* _Instructions for the task_
Your answer should be every line below that includes the word "which".

* _Data extract_

================

PR #1645, opened 2021-12-22
mutex implementation

wjhun:
Building off of the context switching work, this change implements a two-phase
mutex lock which will first spin for some number of iterations (specified on mutex
allocation) before finally suspending the running context if the mutex could
not be acquired. Suspended contexts are queued and processed in a FIFO
fashion, with the unlock function dequeueing and directly scheduling the next
context waiting on the mutex, if any. This is useful for preventing cores from being
excessively tied up with spinning while there is resource contention. The spin
factor argument given on instantiation may be adjusted according to the needs
of the workload; a value of 0 indicates no spinning is desired - in which case
a context will suspend whenever the mutex cannot be immediately acquired - but
may also be made large to prioritize spinning, leaving suspension as a
fallback option that frees up cpu cycles for other contexts to run.

The new context_suspend() function suspends a context by saving the running
processor state to its frame and then adjusting it to return to the caller on
frame return.

As a first client, the lwIP lock has been converted from a spinlock to a
mutex. It is instantiated with a large spin factor in order to maintain
existing performance levels observed with our webg test. As with spinlocks,
the factor of bus contention when considering performance increases with the
number of cores contending for a mutex. This could potentially be ameliorated
in the future by using something like the MCS lock in place of the
compare-and-swap loop for the first phase. Using MCS would also insure that
waiters are processed in a FIFO order for both phases of lock acquisition, not
just the second one.

### DIFF
--- a/src/kernel/mutex.c
+++ b/src/kernel/mutex.c
@@ -1,0 +1,148 @@
+#include <kernel.h>
+
+//#define MUTEX_DEBUG
+#ifdef MUTEX_DEBUG
+#define mutex_debug(x, ...) do {log_printf(" MTX", "%s: " x, __func__, ##__VA_ARGS__);} while(0)
+#else
+#define mutex_debug(x, ...)
+#endif
+
+#ifdef KERNEL
+#define mutex_pause kern_pause
+#else
+#define mutex_pause()
+#endif
+
+/* This implements a two-phase mutex which optionally allows a degree for
+   spinning when aquiring the lock. A limitation of this is that the spinning
+   is only for an uncondended lock, and the waiter does not enter the queue of
+   waiters until the second phase (context suspend). As such, waiters for a
+   mutex are not strictly processed in FIFO order.
+
+   Linux uses an MCS lock for the first phase, but the unqueueing (removal)
+   operation is complex (yet necessary in order to migrate waiters into the
+   queue of suspended tasks). It may be worth implementing something similar
+   here, perhaps moreso for the lessened bus contention than the FIFO
+   property. */
+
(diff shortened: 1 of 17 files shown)


src/kernel/mutex.c
```diff
@@ -0,0 +1,148 @@
...
+    }
+
+    /* race covered by dequeue loop in unlock */
+    assert(!frame_is_full(ctx->frame));
+
+    mutex_debug("ctx %p about to wait, count %d\n", ctx, m->count);
+    ctx->waiting_on = m;
+    while (!enqueue(m->waiters, ctx)) {
+        mutex_pause();      /* XXX timeout */
+    }
```
francescolavra, line 80: In a condition where the waiter queue is full, this would present the same problem as a spinlock, i.e. the mutex-acquiring context, by spinning indefinitely, could prevent a suspended mutex-holding context from being resumed and releasing the mutex.
I wonder if we should add a struct list to struct context and replace the queue here with a linked list (and maybe replace the `dependents` vector in struct pending_fault with a list as well), or perhaps use a resizable vector instead of a queue. But I realize we would need to protect the list (or the vector) with an additional lock internal to the mutex (similar to the faulting_lock used to handle page faults).

wjhun: Ok, I think I have a solution. In the latest commit, the waiters queue is replaced by a lock-free singly-linked list (based on the one described in the MCS lock papers) composed of waiting contexts.

For another PR, I'll look at adding generic support for such a list - e.g. to use for pending_fault dependents. There are probably a number of places in the kernel that could benefit from such a lock-free list.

================

* _Task response_
mutex lock which will first spin for some number of iterations (specified on mutex
of the workload; a value of 0 indicates no spinning is desired - in which case
+/* This implements a two-phase mutex which optionally allows a degree for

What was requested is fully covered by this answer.